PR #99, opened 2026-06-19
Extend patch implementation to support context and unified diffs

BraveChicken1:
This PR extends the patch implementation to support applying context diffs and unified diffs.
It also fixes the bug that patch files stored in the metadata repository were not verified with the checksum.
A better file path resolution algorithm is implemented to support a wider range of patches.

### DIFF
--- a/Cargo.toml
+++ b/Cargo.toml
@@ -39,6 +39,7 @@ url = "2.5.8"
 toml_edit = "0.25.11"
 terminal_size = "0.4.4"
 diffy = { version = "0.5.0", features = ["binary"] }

_____

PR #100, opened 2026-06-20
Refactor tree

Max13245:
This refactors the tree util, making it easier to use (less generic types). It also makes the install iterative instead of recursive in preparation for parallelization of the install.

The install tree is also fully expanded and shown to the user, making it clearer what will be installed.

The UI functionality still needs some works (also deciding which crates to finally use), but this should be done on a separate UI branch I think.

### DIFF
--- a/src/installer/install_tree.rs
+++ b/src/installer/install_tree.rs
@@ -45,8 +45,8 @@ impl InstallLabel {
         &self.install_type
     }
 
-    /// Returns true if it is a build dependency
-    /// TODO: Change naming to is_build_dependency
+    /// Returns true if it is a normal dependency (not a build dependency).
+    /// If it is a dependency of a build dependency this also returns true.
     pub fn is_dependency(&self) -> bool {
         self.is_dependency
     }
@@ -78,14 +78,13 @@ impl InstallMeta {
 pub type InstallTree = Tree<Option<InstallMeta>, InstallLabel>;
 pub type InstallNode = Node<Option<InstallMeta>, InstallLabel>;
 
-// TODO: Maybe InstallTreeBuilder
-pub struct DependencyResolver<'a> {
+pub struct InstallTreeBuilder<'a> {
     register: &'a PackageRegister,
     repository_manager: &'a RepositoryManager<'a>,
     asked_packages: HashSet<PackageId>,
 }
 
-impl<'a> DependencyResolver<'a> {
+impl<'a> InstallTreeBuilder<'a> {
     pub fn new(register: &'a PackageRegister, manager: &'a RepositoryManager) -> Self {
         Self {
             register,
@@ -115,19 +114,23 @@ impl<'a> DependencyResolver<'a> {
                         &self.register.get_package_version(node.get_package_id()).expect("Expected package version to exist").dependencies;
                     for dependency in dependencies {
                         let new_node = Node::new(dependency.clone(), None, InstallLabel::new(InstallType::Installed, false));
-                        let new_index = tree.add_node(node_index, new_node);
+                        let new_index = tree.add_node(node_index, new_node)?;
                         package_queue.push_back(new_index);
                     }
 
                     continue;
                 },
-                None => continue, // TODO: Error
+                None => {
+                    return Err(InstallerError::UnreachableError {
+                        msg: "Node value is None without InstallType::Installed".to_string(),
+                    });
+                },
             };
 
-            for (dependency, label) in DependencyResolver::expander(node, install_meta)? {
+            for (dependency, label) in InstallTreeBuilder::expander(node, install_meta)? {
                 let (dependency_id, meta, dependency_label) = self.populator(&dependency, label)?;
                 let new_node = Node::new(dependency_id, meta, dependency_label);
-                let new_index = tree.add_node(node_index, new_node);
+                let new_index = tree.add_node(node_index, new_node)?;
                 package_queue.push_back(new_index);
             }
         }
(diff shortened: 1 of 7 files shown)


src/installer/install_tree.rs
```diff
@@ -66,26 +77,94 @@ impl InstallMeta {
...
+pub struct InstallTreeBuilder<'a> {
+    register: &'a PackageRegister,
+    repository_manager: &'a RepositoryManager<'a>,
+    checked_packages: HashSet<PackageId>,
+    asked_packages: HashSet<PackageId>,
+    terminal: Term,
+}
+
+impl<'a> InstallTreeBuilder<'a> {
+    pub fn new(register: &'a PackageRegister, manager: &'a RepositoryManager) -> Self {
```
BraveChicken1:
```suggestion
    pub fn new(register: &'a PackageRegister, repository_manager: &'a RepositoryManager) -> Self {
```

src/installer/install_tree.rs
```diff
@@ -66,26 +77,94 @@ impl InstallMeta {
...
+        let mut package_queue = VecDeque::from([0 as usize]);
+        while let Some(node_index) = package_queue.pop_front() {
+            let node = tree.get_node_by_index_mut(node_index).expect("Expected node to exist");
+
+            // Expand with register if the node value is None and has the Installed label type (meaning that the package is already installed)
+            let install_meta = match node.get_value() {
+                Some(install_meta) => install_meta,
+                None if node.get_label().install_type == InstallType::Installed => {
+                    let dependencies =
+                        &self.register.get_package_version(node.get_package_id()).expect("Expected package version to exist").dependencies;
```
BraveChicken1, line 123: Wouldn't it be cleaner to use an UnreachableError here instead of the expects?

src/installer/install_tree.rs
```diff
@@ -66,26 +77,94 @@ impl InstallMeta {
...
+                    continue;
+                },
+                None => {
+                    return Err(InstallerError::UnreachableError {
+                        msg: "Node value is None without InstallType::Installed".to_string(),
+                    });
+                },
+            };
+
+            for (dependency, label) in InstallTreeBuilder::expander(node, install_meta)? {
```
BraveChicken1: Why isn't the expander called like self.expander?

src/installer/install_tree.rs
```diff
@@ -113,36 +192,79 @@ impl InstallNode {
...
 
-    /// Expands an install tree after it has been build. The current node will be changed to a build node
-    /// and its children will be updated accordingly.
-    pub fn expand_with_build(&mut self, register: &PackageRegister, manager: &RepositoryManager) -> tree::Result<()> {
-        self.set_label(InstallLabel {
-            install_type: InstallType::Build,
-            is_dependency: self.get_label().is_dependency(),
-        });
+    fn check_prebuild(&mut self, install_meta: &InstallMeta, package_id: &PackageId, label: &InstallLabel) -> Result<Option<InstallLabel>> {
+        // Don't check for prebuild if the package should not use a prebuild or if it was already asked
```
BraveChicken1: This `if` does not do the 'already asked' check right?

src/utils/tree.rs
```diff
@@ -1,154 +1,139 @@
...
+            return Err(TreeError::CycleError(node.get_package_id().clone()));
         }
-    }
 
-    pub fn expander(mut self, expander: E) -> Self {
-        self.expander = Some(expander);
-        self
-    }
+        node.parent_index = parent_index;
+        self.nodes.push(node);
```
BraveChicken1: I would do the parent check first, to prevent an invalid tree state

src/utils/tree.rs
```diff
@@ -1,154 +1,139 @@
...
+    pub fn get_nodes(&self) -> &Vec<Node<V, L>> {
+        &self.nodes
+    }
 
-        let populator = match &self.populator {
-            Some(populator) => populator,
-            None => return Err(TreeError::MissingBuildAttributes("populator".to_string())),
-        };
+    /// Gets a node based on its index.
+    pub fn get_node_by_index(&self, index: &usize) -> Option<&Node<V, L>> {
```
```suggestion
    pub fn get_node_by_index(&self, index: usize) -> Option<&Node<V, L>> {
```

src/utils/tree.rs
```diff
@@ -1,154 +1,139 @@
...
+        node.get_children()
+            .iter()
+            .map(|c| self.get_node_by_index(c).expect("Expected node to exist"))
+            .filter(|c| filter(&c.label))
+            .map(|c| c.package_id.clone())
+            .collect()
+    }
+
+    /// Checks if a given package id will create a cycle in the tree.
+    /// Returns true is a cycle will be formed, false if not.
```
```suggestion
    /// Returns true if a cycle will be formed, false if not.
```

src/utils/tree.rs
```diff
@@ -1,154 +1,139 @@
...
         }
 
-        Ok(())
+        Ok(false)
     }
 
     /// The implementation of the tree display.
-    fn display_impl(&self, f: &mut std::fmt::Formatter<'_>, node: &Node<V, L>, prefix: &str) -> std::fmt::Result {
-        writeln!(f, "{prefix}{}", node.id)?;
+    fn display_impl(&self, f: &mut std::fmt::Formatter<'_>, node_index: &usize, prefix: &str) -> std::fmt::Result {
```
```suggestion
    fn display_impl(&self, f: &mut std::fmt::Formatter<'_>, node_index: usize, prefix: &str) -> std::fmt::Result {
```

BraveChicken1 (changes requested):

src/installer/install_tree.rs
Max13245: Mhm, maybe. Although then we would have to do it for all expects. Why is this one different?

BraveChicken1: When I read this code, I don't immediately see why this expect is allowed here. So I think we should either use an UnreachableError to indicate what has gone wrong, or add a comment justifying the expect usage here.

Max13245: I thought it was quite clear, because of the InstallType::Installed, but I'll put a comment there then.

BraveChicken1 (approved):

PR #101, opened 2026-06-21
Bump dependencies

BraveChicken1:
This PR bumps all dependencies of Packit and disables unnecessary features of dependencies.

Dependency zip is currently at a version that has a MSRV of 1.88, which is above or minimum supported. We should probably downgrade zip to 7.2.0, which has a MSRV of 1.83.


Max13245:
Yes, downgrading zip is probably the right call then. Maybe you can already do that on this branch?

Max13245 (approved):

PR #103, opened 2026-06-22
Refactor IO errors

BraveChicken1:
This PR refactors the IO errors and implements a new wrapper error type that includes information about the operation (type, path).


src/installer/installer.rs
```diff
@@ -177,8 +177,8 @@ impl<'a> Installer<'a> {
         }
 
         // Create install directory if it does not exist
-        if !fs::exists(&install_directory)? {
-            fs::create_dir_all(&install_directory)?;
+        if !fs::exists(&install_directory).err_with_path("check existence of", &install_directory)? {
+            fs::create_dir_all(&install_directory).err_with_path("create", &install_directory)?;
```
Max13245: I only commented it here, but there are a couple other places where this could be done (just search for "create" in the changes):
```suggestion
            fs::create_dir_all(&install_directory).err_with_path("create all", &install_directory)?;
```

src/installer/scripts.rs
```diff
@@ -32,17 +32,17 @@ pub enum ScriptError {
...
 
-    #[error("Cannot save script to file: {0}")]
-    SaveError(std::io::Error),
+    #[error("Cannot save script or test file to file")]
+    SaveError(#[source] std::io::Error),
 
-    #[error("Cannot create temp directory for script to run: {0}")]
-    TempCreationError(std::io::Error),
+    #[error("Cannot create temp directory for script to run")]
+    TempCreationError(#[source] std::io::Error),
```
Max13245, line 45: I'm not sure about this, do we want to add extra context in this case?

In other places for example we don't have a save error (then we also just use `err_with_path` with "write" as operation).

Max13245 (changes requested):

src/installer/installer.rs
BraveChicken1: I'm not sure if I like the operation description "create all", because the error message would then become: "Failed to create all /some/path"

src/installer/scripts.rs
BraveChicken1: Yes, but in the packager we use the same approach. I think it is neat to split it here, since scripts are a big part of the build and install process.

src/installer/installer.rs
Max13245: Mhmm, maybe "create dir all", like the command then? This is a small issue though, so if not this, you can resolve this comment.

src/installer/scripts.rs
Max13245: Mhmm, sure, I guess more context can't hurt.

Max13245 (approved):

_____

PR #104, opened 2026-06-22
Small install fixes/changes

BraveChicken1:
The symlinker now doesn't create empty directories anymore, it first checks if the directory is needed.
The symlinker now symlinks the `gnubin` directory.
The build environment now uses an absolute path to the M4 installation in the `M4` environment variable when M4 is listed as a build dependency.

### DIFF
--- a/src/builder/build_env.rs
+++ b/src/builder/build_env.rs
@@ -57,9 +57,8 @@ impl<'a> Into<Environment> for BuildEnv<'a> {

_____

#### What the exercise asks
Work out how many lines of the material contain the word "shown" and answer with that number only.

#### Task answer
2